| TASK GOAL |
Search the material below for the word "values". Copy every line where it is found.
(PROVIDED DATA begins)
PR #8546, opened 2026-06-22
feat(plugins): generic OAuth hooks for issue-provider plugins

oonid:
## Problem
  
OAuth-based issue-provider plugins that need an **exact, pre-registered redirect
URI** can't work on stock Super Productivity today: `OAuthFlowConfig` can't
declare an exact redirect, the Electron loopback always binds a random port, and
there's no generic way for a user to supply their own OAuth app credentials. 
There's also a small bug: merging a *partial* `pluginConfig` update drops the
omitted keys.

Context: follow-up to the discussion on #8507 — these are the small, generic,
provider-agnostic OAuth host hooks you offered to take as a separate trimmed PR.
(The Basecamp provider that motivated them will ship as a community plugin, not
bundled.)
  
## Solution
  
Provider-agnostic plugin-framework hooks — no provider-specific code:
  
- **`OAuthFlowConfig.redirectUri`** — a plugin may declare an exact callback; the
  host uses it for both the authorization request and the token exchange.
- The **Electron loopback honors a plugin-requested fixed port** and rejects with
  a clear message when that port is already in use (instead of a raw `EADDRINUSE`).
- **Bring-your-own OAuth app**: user-supplied `clientId`/`clientSecret`/`redirectUri`
  from plugin config override the plugin's embedded `oauthConfig`.
- **Fix**: merging a partial `pluginConfig` update preserves omitted keys and
  deep-merges nested objects (e.g. `twoWaySync`).
    
12 files. Unit tests added for the OAuth bridge (redirect/port/web-client paths),
the config-merge util, and the OAuth-overrides util.
  
## Type of Change
- [x] New feature
- [x] Bug fix
- [ ] Breaking change
- [ ] Refactoring
- [ ] Documentation
- [ ] Other
  
## Checklist
- [x] My commit messages follow the Angular format
- [ ] Documentation/wiki (n/a — internal plugin-API hooks)

### DIFF
--- a/electron/electronAPI.d.ts
+++ b/electron/electronAPI.d.ts
@@ -268,7 +268,7 @@ export interface ElectronAPI {
   consumePluginNodeExecutionApi(): PluginNodeExecutionElectronApi | null;
 
   // Plugin OAuth
-  pluginOAuthPrepare(): Promise<{ port: number }>;
+  pluginOAuthPrepare(port?: number): Promise<{ port: number }>;
   pluginOAuthStart(url: string): void;
   onPluginOAuthCb(
     listener: (data: { code?: string; error?: string; state?: string }) => void,
--- a/electron/plugin-oauth.ts
+++ b/electron/plugin-oauth.ts
@@ -1,6 +1,10 @@
 import { BrowserWindow, ipcMain, shell } from 'electron';
 import { createServer, Server } from 'http';
 import { IPC } from './shared-with-frontend/ipc-events.const';
+import {
+  OAUTH_LOOPBACK_PORT_MIN,
+  OAUTH_LOOPBACK_PORT_MAX,
+} from './shared-with-frontend/oauth-loopback.const';
 import { log } from 'electron-log/main';
 
 const LOOPBACK_HOST = '127.0.0.1';
@@ -46,12 +50,12 @@ export const initPluginOAuth = (mainWin: BrowserWindow): void => {
         if (requestedPort !== undefined) {
           if (
             !Number.isInteger(requestedPort) ||
-            requestedPort < 1024 ||
-            requestedPort > 65535
+            requestedPort < OAUTH_LOOPBACK_PORT_MIN ||
+            requestedPort > OAUTH_LOOPBACK_PORT_MAX
           ) {
             reject(
               new Error(
-                `Invalid OAuth loopback port ${requestedPort}; must be an integer in [1024, 65535].`,
+                `Invalid OAuth loopback port ${requestedPort}; must be an integer in [${OAUTH_LOOPBACK_PORT_MIN}, ${OAUTH_LOOPBACK_PORT_MAX}].`,
               ),
             );
             return;
@@ -89,7 +93,9 @@ export const initPluginOAuth = (mainWin: BrowserWindow): void => {
         });
 
         server.on('error', (err) => {
-          server.close();
+          cleanupServer();
+          // Note: EADDRINUSE message interpolates port which is 0 only in the system-assigned
+          // (no requested port) case — where EADDRINUSE effectively cannot occur.
           if ((err as NodeJS.ErrnoException).code === 'EADDRINUSE') {
             reject(
               new Error(
--- a/electron/plugin-oauth.ts
+++ b/electron/plugin-oauth.ts
@@ -34,62 +34,80 @@ export const initPluginOAuth = (mainWin: BrowserWindow): void => {
   // Prepare: start a loopback HTTP server and return the port.
   // Google Desktop OAuth requires http://127.0.0.1:<port> redirect URIs
   // and blocks embedded webviews, so we open the system browser instead.
-  ipcMain.handle(IPC.PLUGIN_OAUTH_PREPARE, async (): Promise<{ port: number }> => {
-    cleanupServer();
+  ipcMain.handle(
+    IPC.PLUGIN_OAUTH_PREPARE,
+    async (_event, requestedPort?: number): Promise<{ port: number }> => {
+      cleanupServer();
 
-    return new Promise<{ port: number }>((resolve, reject) => {
-      let handled = false;
+      return new Promise<{ port: number }>((resolve, reject) => {
+        let handled = false;
 
-      const server = createServer((req, res) => {
-        if (handled) {
+        const server = createServer((req, res) => {
+          if (handled) {
+            // eslint-disable-next-line @typescript-eslint/naming-convention
+            res.writeHead(200, { 'Content-Type': 'text/html' });
+            res.end(SUCCESS_HTML);
+            return;
+          }
+          handled = true;
+
+          const url = new URL(req.url!, `http://${LOOPBACK_HOST}`);
+          const code = url.searchParams.get('code');
+          const error = url.searchParams.get('error');
+          const state = url.searchParams.get('state');
+
           // eslint-disable-next-line @typescript-eslint/naming-convention
           res.writeHead(200, { 'Content-Type': 'text/html' });
           res.end(SUCCESS_HTML);
-          return;
-        }
-        handled = true;
 
-        const url = new URL(req.url!, `http://${LOOPBACK_HOST}`);
-        const code = url.searchParams.get('code');
-        const error = url.searchParams.get('error');
-        const state = url.searchParams.get('state');
+          mainWin.webContents.send(IPC.PLUGIN_OAUTH_CB, { code, error, state });
 
-        // eslint-disable-next-line @typescript-eslint/naming-convention
-        res.writeHead(200, { 'Content-Type': 'text/html' });
-        res.end(SUCCESS_HTML);
+          // Re-focus the main window after auth completes
+          if (!mainWin.isDestroyed()) {
+            mainWin.show();
+            mainWin.focus();
+          }
 
-        mainWin.webContents.send(IPC.PLUGIN_OAUTH_CB, { code, error, state });
+          cleanupServer();
+        });
 
-        // Re-focus the main window after auth completes
-        if (!mainWin.isDestroyed()) {
-          mainWin.show();
-          mainWin.focus();
-        }
+        const port =
+          typeof requestedPort === 'number' &&
+          Number.isInteger(requestedPort) &&
+          requestedPort > 0
+            ? requestedPort
+            : 0;
 
-        cleanupServer();
+        server.listen(port, LOOPBACK_HOST, () => {
+          const addr = server.address();
+          if (addr && typeof addr !== 'string') {
+            loopbackServer = server;
+            oauthTimeoutId = setTimeout(() => {
+              log('Plugin OAuth: Timeout – closing abandoned loopback server');
+              cleanupServer();
+            }, OAUTH_TIMEOUT_MS);
+            log(`Plugin OAuth: Loopback server listening on port ${addr.port}`);
+            resolve({ port: addr.port });
+          } else {
+            server.close();
+            reject(new Error('Failed to start OAuth loopback server'));
+          }
+        });
+
+        server.on('error', (err) => {
+          if ((err as NodeJS.ErrnoException).code === 'EADDRINUSE') {
+            reject(
+              new Error(
+                `OAuth loopback port ${port} is already in use. Close the app using it and try again.`,
+              ),
+            );
+          } else {
+            reject(err);
+          }
+        });
       });
-
-      server.listen(0, LOOPBACK_HOST, () => {
-        const addr = server.address();
-        if (addr && typeof addr !== 'string') {
-          loopbackServer = server;
-          oauthTimeoutId = setTimeout(() => {
-            log('Plugin OAuth: Timeout – closing abandoned loopback server');
-            cleanupServer();
-          }, OAUTH_TIMEOUT_MS);
-          log(`Plugin OAuth: Loopback server listening on port ${addr.port}`);
-          resolve({ port: addr.port });
-        } else {
-          server.close();
-          reject(new Error('Failed to start OAuth loopback server'));
-        }
-      });
-
-      server.on('error', (err) => {
-        reject(err);
-      });
-    });
-  });
+    },
+  );
 
   // Open the auth URL in the system browser (not an embedded webview).
   // Google blocks OAuth in embedded browsers (Electron BrowserWindow).
--- a/electron/plugin-oauth.ts
+++ b/electron/plugin-oauth.ts
@@ -42,6 +42,23 @@ export const initPluginOAuth = (mainWin: BrowserWindow): void => {
       return new Promise<{ port: number }>((resolve, reject) => {
         let handled = false;
 
+        let port = 0;
+        if (requestedPort !== undefined) {
+          if (
+            !Number.isInteger(requestedPort) ||
+            requestedPort < 1024 ||
+            requestedPort > 65535
+          ) {
+            reject(
+              new Error(
+                `Invalid OAuth loopback port ${requestedPort}; must be an integer in [1024, 65535].`,
+              ),
+            );
+            return;
+          }
+          port = requestedPort;
+        }
+
         const server = createServer((req, res) => {
           if (handled) {
             // eslint-disable-next-line @typescript-eslint/naming-convention
@@ -71,12 +88,18 @@ export const initPluginOAuth = (mainWin: BrowserWindow): void => {
           cleanupServer();
         });
 
-        const port =
-          typeof requestedPort === 'number' &&
-          Number.isInteger(requestedPort) &&
-          requestedPort > 0
-            ? requestedPort
-            : 0;
+        server.on('error', (err) => {
+          server.close();
+          if ((err as NodeJS.ErrnoException).code === 'EADDRINUSE') {
+            reject(
+              new Error(
+                `OAuth loopback port ${port} is already in use. Close the app using it and try again.`,
+              ),
+            );
+          } else {
+            reject(err);
+          }
+        });
 
         server.listen(port, LOOPBACK_HOST, () => {
           const addr = server.address();
@@ -91,18 +114,6 @@ export const initPluginOAuth = (mainWin: BrowserWindow): void => {
           } else {
             server.close();
             reject(new Error('Failed to start OAuth loopback server'));
-          }
-        });
-
-        server.on('error', (err) => {
-          if ((err as NodeJS.ErrnoException).code === 'EADDRINUSE') {
-            reject(
-              new Error(
-                `OAuth loopback port ${port} is already in use. Close the app using it and try again.`,
-              ),
-            );
-          } else {
-            reject(err);
           }
         });
       });
--- a/electron/preload.ts
+++ b/electron/preload.ts
@@ -270,7 +270,8 @@ const ea: ElectronAPI = {
   },
 
   // Plugin OAuth
-  pluginOAuthPrepare: () => _invoke('PLUGIN_OAUTH_PREPARE') as Promise<{ port: number }>,
+  pluginOAuthPrepare: (port?: number) =>
+    _invoke('PLUGIN_OAUTH_PREPARE', port) as Promise<{ port: number }>,
   pluginOAuthStart: (url: string) => _send('PLUGIN_OAUTH_START', { url }),
   onPluginOAuthCb: (
     listener: (data: { code?: string; error?: string; state?: string }) => void,
--- a/electron/shared-with-frontend/oauth-loopback.const.ts
+++ b/electron/shared-with-frontend/oauth-loopback.const.ts
@@ -1,0 +1,4 @@
+// Allowed range for the OAuth loopback redirect port. Shared between the renderer
+// (redirectUri validation) and the Electron main process (IPC bind) so the two never drift.
+export const OAUTH_LOOPBACK_PORT_MIN = 1024;
+export const OAUTH_LOOPBACK_PORT_MAX = 65535;
--- a/packages/plugin-api/src/types.ts
+++ b/packages/plugin-api/src/types.ts
@@ -417,8 +417,13 @@ export interface OAuthFlowConfig {
   /** Additional query parameters to append to the authorization URL (e.g. access_type, prompt). */
   extraAuthParams?: Record<string, string>;
   /**
-   * Optional redirect URI override for providers or user-supplied OAuth apps
-   * that require an exact pre-registered callback instead of the host default.
+   * Optional redirect URI override for the desktop (Electron) loopback flow — e.g.
+   * a user-supplied OAuth app that requires an exact pre-registered
+   * `http://127.0.0.1:<port>/...` callback instead of the host default.
+   *
+   * Desktop-only: web and native each have a single valid callback (the host's
+   * `/assets/oauth-callback.html` page and the app's fixed custom scheme), so this
+   * field is ignored (stripped) on those platforms and the platform default is used.
    */
   redirectUri?: string;
 }
--- a/packages/plugin-api/src/types.ts
+++ b/packages/plugin-api/src/types.ts
@@ -408,6 +408,11 @@ export interface OAuthFlowConfig {
   scopes: string[];
   /** Additional query parameters to append to the authorization URL (e.g. access_type, prompt). */
   extraAuthParams?: Record<string, string>;
+  /**
+   * Optional redirect URI override for providers or user-supplied OAuth apps
+   * that require an exact pre-registered callback instead of the host default.
+   */
+  redirectUri?: string;
 }
 
 export interface OAuthTokenResult {
--- a/packages/plugin-api/src/types.ts
+++ b/packages/plugin-api/src/types.ts
@@ -375,6 +375,14 @@ export interface PluginWorkContextHeaderBtnCfg {
   showFor: ('PROJECT' | 'TAG' | 'TODAY')[];
 }
 
+/**
+ * OAuth configuration for starting an OAuth flow.
+ *
+ * Bring-your-own credentials: an issue-provider plugin may let users override the
+ * clientId / clientSecret / redirectUri at runtime by writing them under
+ * `pluginConfig.oauthOverrides = { clientId?, clientSecret?, redirectUri? }`. These
+ * overrides apply only to the desktop (Electron loopback) flow and are ignored on web/native.
+ */
 export interface OAuthFlowConfig {
   authUrl: string;
   tokenUrl: string;
--- a/src/app/features/issue/dialog-edit-issue-provider/dialog-edit-issue-provider.component.ts
+++ b/src/app/features/issue/dialog-edit-issue-provider/dialog-edit-issue-provider.component.ts
@@ -55,12 +55,12 @@ import { FormlyFieldConfig, FormlyModule } from '@ngx-formly/core';
 import { MatButton } from '@angular/material/button';
 import { MatIcon } from '@angular/material/icon';
 import { IS_ANDROID_WEB_VIEW } from '../../../util/is-android-web-view';
-import { devError } from '../../../util/dev-error';
 import { IssueLog } from '../../../core/log';
 import { PluginIssueProviderRegistryService } from '../../../plugins/issue-provider/plugin-issue-provider-registry.service';
 import { PluginBridgeService } from '../../../plugins/plugin-bridge.service';
 import { PluginHttpService } from '../../../plugins/issue-provider/plugin-http.service';
 import { OAuthFlowConfig, PluginSyncDirection } from '@super-productivity/plugin-api';
+import { applyPluginOAuthOverrides } from './plugin-oauth-config-overrides.util';
 import { IS_NATIVE_PLATFORM } from '../../../util/is-native-platform';
 // Trello is now a plugin — board selection is a dynamic `loadOptions` select field
 // ClickUp is now a plugin — no built-in config component needed
@@ -72,6 +72,7 @@ import { ISSUE_PROVIDER_COMMON_FORM_FIELDS } from '../common-issue-form-stuff.co
 import { TagService } from '../../tag/tag.service';
 import { ChipListInputComponent } from '../../../ui/chip-list-input/chip-list-input.component';
 import { unique } from '../../../util/unique';
+import { mergeIssueProviderModelUpdates } from './issue-provider-model-merge.util';
 
 @Component({
   selector: 'dialog-edit-issue-provider',
@@ -266,24 +267,7 @@ export class DialogEditIssueProviderComponent {
   }
 
   updateModel(model: Partial<IssueProvider>): void {
-    // NOTE: this currently throws an error when loading issue point stuff for jira
-    try {
-      Object.keys(model).forEach((key) => {
-        if (key !== 'isEnabled') {
-          this.model![key] = model[key];
-        }
-      });
-    } catch (e) {
-      devError(e);
-      const updates: any = {};
-      Object.keys(model).forEach((key) => {
-        if (key !== 'isEnabled') {
-          updates[key] = model[key as keyof IssueProvider];
-        }
-      });
-      this.model = { ...this.model, ...updates };
-    }
-
+    this.model = mergeIssueProviderModelUpdates(this.model, model);
     this.isConnectionWorks.set(false);
   }
 
@@ -365,9 +349,10 @@ export class DialogEditIssueProviderComponent {
     if (!pluginId) {
       return;
     }
+    const effectiveOAuthConfig = this._withPluginOAuthOverrides(oauthConfig);
     this.isOAuthConnecting.set(true);
     try {
-      await this._pluginBridge.startOAuthFlow(pluginId, oauthConfig);
+      await this._pluginBridge.startOAuthFlow(pluginId, effectiveOAuthConfig);
     } catch (e) {
       const detail = (e instanceof Error ? e.message : String(e))
         .replace(/\s+/g, ' ')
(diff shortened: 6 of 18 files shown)


johannesjo (commented):
## Review — generic OAuth host hooks

Thanks for the trimmed, provider-agnostic split — the shape is right and the `pluginConfig` partial-merge bug fix is a real, well-tested improvement. I ran a multi-perspective pass (correctness / security / architecture / performance / simplicity) and verified each item against the code. A few things to address before merge, then a couple of nits.

### 🔴 Should fix

**1. `redirectUri` override is honored verbatim with no validation → silent 5-minute hang on configs the transport can't service.**
`prepareRedirectUri()` returns the supplied `redirectUri` as-is (`plugin-oauth.service.ts:44`) but the transport only actually services a *loopback* URI on Electron / a *same-origin* URI on web:
- **Electron + non-loopback URI:** `_getElectronLoopbackPort()` returns `undefined`, so an ephemeral-port loopback server is started, yet the auth request advertises the external URI. The IdP redirect never reaches the loopback server → `waitForRedirectCode` hangs until the 5-min timeout (with an orphan server idling).
- **Web + cross-origin URI:** `plugin-oauth-redirect.handler.ts:38` drops any `postMessage` whose `event.origin !== window.location.origin`, so a cross-origin callback never resolves → same hang.

The intended path (loopback fixed port, e.g. `http://127.0.0.1:8976/callback`) traces clean end-to-end — this is purely about failing *fast* on a misconfiguration instead of hanging. Since `redirectUri` is on `OAuthFlowConfig`, it's reachable by any plugin via the public `startOAuthFlow(config)` (`plugin-api.ts:599`), not just the BYO dialog path. Suggest validating in `PluginOAuthService` and rejecting early with a clear message: Electron → `http://127.0.0.1|localhost:<port>`; web → same-origin; native → app scheme; everywhere → known protocol (also closes the `javascript:`/`file:` concern).

**2. BYO `clientId`/`clientSecret` are silently dropped on web/native.** `connectOAuth` applies the user overrides, but `startOAuthFlow`'s platform branch then overwrites them: web forces `clientId: webClientId, clientSecret: undefined` (`plugin-oauth-bridge.service.ts:56-68`); Android/iOS force their platform client IDs when present. So a user who pastes their own credentials on those platforms has them quietly ignored (only `redirectUri` survives all branches). Either gate the BYO fields to Electron, or surface a warning when they won't be used on the current platform.

**3. Main-process port input is under-validated at the IPC boundary.** `electron/plugin-oauth.ts:74` accepts any `Number.isInteger(port) && port > 0`. No upper bound (≥ 65536 makes `server.listen()` throw a synchronous `RangeError` *before* the `error` handler is registered → unfriendly reject) and no lower bound (privileged ports < 1024). The renderer pre-validates via `new URL()`, but `ipcMain.handle` shouldn't trust the renderer. Suggest clamping to a sane range (reject `< 1024` and `>= 65536`) and/or registering the `error` handler before `listen()`.

### 🟡 Consider

**4. Secret in synced `pluginConfig`.** A BYO `clientSecret` lands in `IssueProvider.pluginConfig`, which syncs to the configured backend (WebDAV/Dropbox/local-file may be unencrypted) — whereas OAuth *tokens* are deliberately kept local-only. This is consistent with the existing `JiraCfg.password` precedent, so not a new class of risk, but a small UI note that the secret will sync (and keeping it out of any plaintext export) would be good hygiene.

**5. `twoWaySync` deep-merge special-case in `issue-provider-model-merge.util.ts`.** Hardcoding one nested key means the *next* nested config object partially-updated will silently regress the very key-drop bug this PR fixes. Also, in the current UI only `customCfgCmpSave` emits a partial `pluginConfig`; the formly path emits the whole model — so it's worth confirming a real caller emits a *partial* `twoWaySync` at all. Either drop the special-case (keep the top-level shallow merge, which is the actual fix) or make `mergePluginConfig` recurse generically over plain-object values.

### 🟢 Nits
- **Revert the namespace import** `import * as pluginOAuthTokenStore` (`plugin-oauth-bridge.service.ts:5`) → the spec imports the named exports directly and never spies on the namespace, so it's churn in a sync-adjacent file; named imports read cleaner.
- **Stale comment** at `plugin-oauth-bridge.service.ts:40` still says `getRedirectUri()` (now `prepareRedirectUri()`); a one-line JSDoc noting it has a side effect (starts the loopback server on Electron) would help.
- **`EADDRINUSE`/error branch** (`plugin-oauth.ts:97-107`) doesn't `server.close()` the failed server — harmless today (next `cleanupServer()` covers it), but tidier to close it.
- **Loopback host:** `_getElectronLoopbackPort` accepts `localhost`, but the server binds only `127.0.0.1` — a `localhost` URI can resolve to `::1` first and miss the IPv4 server. Restrict to `127.0.0.1` or bind dual-stack.

### ✅ Checked and fine
- Reassigning `this.model` to a new reference on every `(modelChange)` is **not** a change-detection/form regression — `immutable: true` is set globally (`formly-config.module.ts:124`), so formly already deep-clones and rebuilds per settled change; the new reference is the intended immutable pattern (the old in-place mutation was the anti-pattern).
- `redirect_uri` stays consistent between the auth request and token exchange.
- Adding optional `OAuthFlowConfig.redirectUri` is forward-compatible; the app type-checks against `packages/plugin-api/src`, so no dist rebuild needed.
- Logging on the OAuth paths is clean (no secrets/config values leaked via `getSafeErrorLogMeta` / `getSafeCfgUpdateLogMeta`).

Overall: solid, correctly-scoped work — happy to merge once **#1–#3** are handled (#1 being the main one). Nice tests on the merge and overrides utils.

oonid:
Thanks for the thorough multi-perspective pass, every point was actionable. 

All three 🔴 items are fixed, plus #5 and the nits; #4 noted below.
  
🔴 #1 : redirectUri validated, fails fast. prepareRedirectUri() now validates a supplied redirectUri up front and
  rejects with a clear message instead of hanging: Electron → must be a http://127.0.0.1:<port> loopback; 
  web → same-origin; native → app custom scheme; and it rejects unknown protocols (closes the 
  javascript:/file: concern). Since it's reachable by any plugin via startOAuthFlow(config), the check lives 
  in PluginOAuthService. I also restricted the desktop loopback host to 127.0.0.1 only (dropped localhost), 
  closing the localhost→::1 nit.
  
🔴 #2 : BYO creds on web/native. The platform branch still forces the public/platform client (web can't carry 
  a secret), but no longer silently: startOAuthFlow now PluginLog.warns when a clientSecret would be dropped 
  on web/Android/iOS.

🔴 #3 : IPC port hardening. pluginOAuthPrepare now rejects a requested port outside [1024, 65535] early 
  (no privileged ports; no synchronous RangeError from listen() on ≥65536), registers the error handler before
  listen(), and server.close()s the failed server.

🟡 #4 : secret syncs. Agreed, same class as the existing JiraCfg.password, not new. The BYO clientSecret field 
  lives in the separate community plugin, so I'll add the "this will sync" note to its field description there rather 
  than in core.

🟡 #5 : merge generality. Dropped the hardcoded twoWaySync special-case; mergePluginConfig now recurses
  generically over plain-object values, so any nested config object deep-merges, no future key-drop regression. 
  The top-level shallow merge (the actual fix) is unchanged.

🟢 Nits. Reverted to named token-store imports; fixed the stale getRedirectUri() comment 
  (now prepareRedirectUri(), with a note that it starts the loopback server on Electron); the EADDRINUSE branch
  now closes the server.


New tests cover the redirectUri validation (web branch + malformed), the web client-secret warning, and 
the generic nested merge. (The Electron/native validation branches hinge on build-time platform constants 
the karma harness can't cleanly toggle, so those paths are covered by review rather than unit tests.)
  
Thanks again, happy to iterate further.

johannesjo:
Reviewed the diff with a multi-perspective pass (correctness, security, architecture, simplicity, alternatives, performance) and ran the new unit specs locally — all green (model-merge 6, overrides 2, oauth.service 36, oauth-bridge 7). No blocking/critical defect; the flow is well-guarded (PKCE + `state` enforced, HTTPS enforced on auth/token URLs, userinfo-host bypass like `http://127.0.0.1:9999@evil.com` correctly rejected, secrets never logged, tokens kept local-only). A few things worth addressing before merge:

### Important

1. **User-supplied `clientSecret` syncs in plaintext.** BYO credentials land in `IssueProvider.pluginConfig`, which is synced (op-log + backups) in cleartext — yet the resulting *tokens* are deliberately kept local-only. That split is surprising, and a confidential secret (some providers' OAuth-app secrets genuinely are) shouldn't leave the device implicitly. It partly follows existing precedent (Jira/GitLab tokens), so it may be acceptable — but please make it a *conscious* choice: at minimum a UI warning next to the secret field ("stored and synced unencrypted; use only desktop/installed-app credentials"), and ideally store BYO `clientSecret` in the same local-only token store as the tokens rather than in synced `pluginConfig`. This is the hardest part to walk back later (it's a sync-format commitment), so worth deciding now.

2. **Native `redirectUri` validation is a protocol denylist, not an allowlist** (`plugin-oauth.service.ts:127-134`). It rejects only `http/https/javascript/file`, so any custom scheme passes — but the deep-link callback is only captured for the hardcoded app scheme. Two consequences: (a) a plugin-supplied non-app scheme silently times out (the "exact pre-registered callback" the field promises can't actually be honored on native), and (b) a compromised plugin could point the auth-code redirect at another installed app's scheme (PKCE limits the damage, but it's an unnecessary capability). Suggest allowlisting the app's own scheme on native, or rejecting a `redirectUri` override on native/web outright and documenting `redirectUri` as desktop-loopback-only.

3. **`updateModel` deep-merge changes save semantics for *all* issue providers, not just OAuth.** It's the single sink for both `formlyModelChange` (full model) and `customCfgCmpSave` (partial). Two side effects worth a test: nested `pluginConfig` keys can no longer be cleared by omission (only by explicit empty value), and a cascading parent→child select (e.g. account → bucket → list) that clears the parent and re-emits without the child key will now **retain the stale child value**. Please add a test exercising that cascading-clear path, and consider scoping the merge to the partial (`customCfgCmpSave`) path only. Minor: the recursion is more general than needed — the only nested object in practice is one-level `twoWaySync`, and the `nestedSettings` spec tests a shape that doesn't exist in the app (the PR text's "special-cases twoWaySync" isn't what the code does — it merges *all* nested objects).

### Suggestions

4. **Redirect/port validation is triplicated** — `_validateRedirectUri`, `_getElectronLoopbackPort`, and the Electron-main range check all re-parse the same URL with slightly different rules. `_validateRedirectUri` runs first and already guarantees `http://127.0.0.1:<port>`, so `_getElectronLoopbackPort`'s body is effectively unreachable; it can collapse to `const loopbackPort = redirectUri ? Number(new URL(redirectUri).port) : undefined;`. While simplifying: (a) align the accepted port range — `:443`/`:500` pass the renderer but get a confusing rejection from main's `[1024,65535]`; (b) reject port `0` — `new URL('http://127.0.0.1:0/cb').port === "0"` passes `_validateRedirectUri` but `_getElectronLoopbackPort` returns `undefined`, so the server binds a *random* port while the returned redirectUri keeps `:0` (the IdP then redirects to an unconnectable address).

5. **BYO `clientId` is silently dropped on mobile/web.** The dialog applies BYO overrides, then the bridge re-overrides `clientId` with `mobile/ios/webClientId`. So a user-entered client id only takes effect on Electron, with no feedback (the new warnings only fire for `clientSecret`). Either consolidate the override precedence into one place or warn when a BYO value is discarded.

6. **Is the BYO-via-`pluginConfig` path needed in the host?** Nothing shipped writes `clientId/clientSecret/redirectUri` into `pluginConfig` (no host UI, no i18n strings) — only an out-of-tree plugin would, and a plugin can already merge its own user-entered values into the `OAuthFlowConfig` it passes to `startOAuthFlow`. If the goal is purely the generic host hooks, consider whether `applyPluginOAuthOverrides` belongs here at all, vs. keeping only the plugin-declared `OAuthFlowConfig.redirectUri`. (Flagging given `redirectUri` becomes a permanent public plugin-API field.)

### Nits
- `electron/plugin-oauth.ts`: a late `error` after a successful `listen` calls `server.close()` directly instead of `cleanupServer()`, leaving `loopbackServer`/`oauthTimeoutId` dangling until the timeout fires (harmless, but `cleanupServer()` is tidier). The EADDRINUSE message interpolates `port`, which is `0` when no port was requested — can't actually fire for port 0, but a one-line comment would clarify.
(PROVIDED DATA ends)
| RESPONSE TO THIS EXERCISE |
**5. `twoWaySync` deep-merge special-case in `issue-provider-model-merge.util.ts`.** Hardcoding one nested key means the *next* nested config object partially-updated will silently regress the very key-drop bug this PR fixes. Also, in the current UI only `customCfgCmpSave` emits a partial `pluginConfig`; the formly path emits the whole model — so it's worth confirming a real caller emits a *partial* `twoWaySync` at all. Either drop the special-case (keep the top-level shallow merge, which is the actual fix) or make `mergePluginConfig` recurse generically over plain-object values.
- Logging on the OAuth paths is clean (no secrets/config values leaked via `getSafeErrorLogMeta` / `getSafeCfgUpdateLogMeta`).
  generically over plain-object values, so any nested config object deep-merges, no future key-drop regression. 
6. **Is the BYO-via-`pluginConfig` path needed in the host?** Nothing shipped writes `clientId/clientSecret/redirectUri` into `pluginConfig` (no host UI, no i18n strings) — only an out-of-tree plugin would, and a plugin can already merge its own user-entered values into the `OAuthFlowConfig` it passes to `startOAuthFlow`. If the goal is purely the generic host hooks, consider whether `applyPluginOAuthOverrides` belongs here at all, vs. keeping only the plugin-declared `OAuthFlowConfig.redirectUri`. (Flagging given `redirectUri` becomes a permanent public plugin-API field.)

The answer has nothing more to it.